Check every line of the entries below for "entry", and copy the lines that have it.

**RECORD SET**
※ ※ ※

PR #8227, opened 2019-06-05
Logging: Set the 'timestamp' on log records created by handler.

crazystick:
There's no easy way to inject your own Worker thread that I can see, but I don't know why you wouldn't want to know the original time of the log entry.

Closes #8222

Issue #7504, opened 2019-03-12
Spanner:  'test_transaction_batch_update_and_execute_dml' systest flakes with unexpected status code.


tseaver:
From: https://source.cloud.google.com/results/invocations/1fe1c70e-9abd-44c2-ae2f-426dec16730f/targets/cloud-devrel%2Fclient-libraries%2Fgoogle-cloud-python%2Fpresubmit%2Fspanner/log

```python
_________ TestSessionAPI.test_transaction_batch_update_and_execute_dml _________
self = <tests.system.test_system.TestSessionAPI testMethod=test_transaction_batch_update_and_execute_dml>
    def test_transaction_batch_update_and_execute_dml(self):
        retry = RetryInstanceState(_has_all_ddl)
        retry(self._db.reload)()
        session = self._db.session()
        session.create()
        self.to_delete.append(session)
        with session.batch() as batch:
            batch.delete(self.TABLE, self.ALL)
        insert_statements = list(self._generate_insert_statements())
        update_statements = [
            (
                "UPDATE contacts SET email = @email " "WHERE contact_id = @contact_id;",
                {"contact_id": 1, "email": "phreddy@example.com"},
                {"contact_id": Type(code=INT64), "email": Type(code=STRING)},
            )
        ]
        delete_statement = "DELETE contacts WHERE TRUE;"
        def unit_of_work(transaction, self):
            rows = list(transaction.read(self.TABLE, self.COLUMNS, self.ALL))
            self.assertEqual(rows, [])
            status, row_counts = transaction.batch_update(
                insert_statements + update_statements
            )
            self.assertEqual(status.code, 0)  # XXX: where are values defined?
            self.assertEqual(len(row_counts), len(insert_statements) + 1)
            for row_count in row_counts:
                self.assertEqual(row_count, 1)
            row_count = transaction.execute_update(delete_statement)
            self.assertEqual(row_count, len(insert_statements))
>       session.run_in_transaction(unit_of_work, self)
tests/system/test_system.py:859:
_ _ _ _ _ _ _ _ _ _ _ _ _ _ _ _ _ _ _ _ _ _ _ _ _ _ _ _ _ _ _ _ _ _ _ _ _ _ _ _
google/cloud/spanner_v1/session.py:295: in run_in_transaction
    return_value = func(txn, *args, **kw)
tests/system/test_system.py:850: in unit_of_work
    self.assertEqual(status.code, 0)  # XXX: where are values defined?
[...]

PR #8273, opened 2019-06-11
Logging: Fix tests.

busunkim96:
Fixes internal issue 134713268.

### DIFF
--- a/logging/google/cloud/logging/handlers/transports/background_thread.py
+++ b/logging/google/cloud/logging/handlers/transports/background_thread.py
@@ -20,6 +20,7 @@ Uses a background worker to log to Stackdriver Logging asynchronously.
 from __future__ import print_function
 
 import atexit
+import datetime
 import logging
 import sys
 import threading
--- a/logging/google/cloud/logging/handlers/transports/background_thread.py
+++ b/logging/google/cloud/logging/handlers/transports/background_thread.py
@@ -262,7 +262,7 @@ class _Worker(object):
                 "labels": labels,
                 "trace": trace,
                 "span_id": span_id,
-                "timestamp": datetime.utcfromtimestamp(record.created),
+                "timestamp": datetime.datetime.utcfromtimestamp(record.created),
             }
         )
 
--- a/logging/tests/unit/handlers/transports/test_background_thread.py
+++ b/logging/tests/unit/handlers/transports/test_background_thread.py
@@ -12,6 +12,7 @@
 # See the License for the specific language governing permissions and
 # limitations under the License.
 
+import time
 import logging
 import unittest
 
@@ -243,7 +244,9 @@ class Test_Worker(unittest.TestCase):
         worker = self._make_one(_Logger(self.NAME))
 
         self._start_with_thread_patch(worker)
-        worker.enqueue(mock.Mock(), "")
+        record = mock.Mock()
+        record.created = time.time()
+        worker.enqueue(record, "")
         worker._main_thread_terminated()
 
         self.assertFalse(worker.is_alive)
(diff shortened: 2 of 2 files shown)


bmccutchon:
I think you need to also change the usage to `datetime.datetime.utcfromtimestamp` to fix the build.

tseaver:
Also, we need to figure out why #8227 passed CI here.

busunkim96:
@tseaver We forgot to add `kokoro: force-run` on that PR.

busunkim96:
Looks like there's some more work to get tests passing again (after fixing the import)

```
self = <google.cloud.logging.handlers.transports.background_thread._Worker object at 0x7f48d3fd15f8>

    def _thread_main(self):
        """The entry point for the worker thread.
    
        Pulls pending log entries off the queue and writes them in batches to
        the Cloud Logger.
        """
        _LOGGER.debug("Background thread started.")
    
        done = False
        while not done:
            batch = self._cloud_logger.batch()
            items = _get_many(
                self._queue,
                max_items=self._max_batch_size,
                max_latency=self._max_latency,
            )
    
            for item in items:
                if item is _WORKER_TERMINATOR:
                    done = True  # Continue processing items.
                else:
>                   batch.log_struct(**item)
E                   TypeError: log_struct() got an unexpected keyword argument 'timestamp'

google/cloud/logging/handlers/transports/background_thread.py:148: TypeError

※ ※ ※

**WRITTEN RESPONSE**
There's no easy way to inject your own Worker thread that I can see, but I don't know why you wouldn't want to know the original time of the log entry.
        """The entry point for the worker thread.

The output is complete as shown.